- [Exercise requirements]: Set down exactly the lines of the listing below, please, beginning with the first and ending with the line that holds "as I'm working".

━━━━━━━━━━━━━━━━━━━━

PR #897, opened 2024-02-22
save search query, and restore on cmd-K

### LINKED ISSUE #889: remember previous search query
It would be neat if the search input remembered the previous query you've typed, and put it back (selected) when you hit cmd-K. (using sessionStorage)

Fil:
as I'm working on a project with ~300 pages, I find that not having this feature is _very_ annoying, since when I'm working on maps (say…), I have to re-type the same search query again and again (I'll test a bit with the feature on, I hope that it's not annoying in a different way :-) )

closes #889

https://github.com/observablehq/framework/assets/7001/c1e75d2e-746f-4ce8-8a78-dbd1639d802c

### DIFF
--- a/src/client/search-init.ts
+++ b/src/client/search-init.ts
@@ -23,6 +23,7 @@ addEventListener("keydown", (event) => {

━━━━━━━━━━━━━━━━━━━━

- [Solution for this task]:
PR #897, opened 2024-02-22
save search query, and restore on cmd-K

### LINKED ISSUE #889: remember previous search query
It would be neat if the search input remembered the previous query you've typed, and put it back (selected) when you hit cmd-K. (using sessionStorage)

Fil:
as I'm working on a project with ~300 pages, I find that not having this feature is _very_ annoying, since when I'm working on maps (say…), I have to re-type the same search query again and again (I'll test a bit with the feature on, I hope that it's not annoying in a different way :-) )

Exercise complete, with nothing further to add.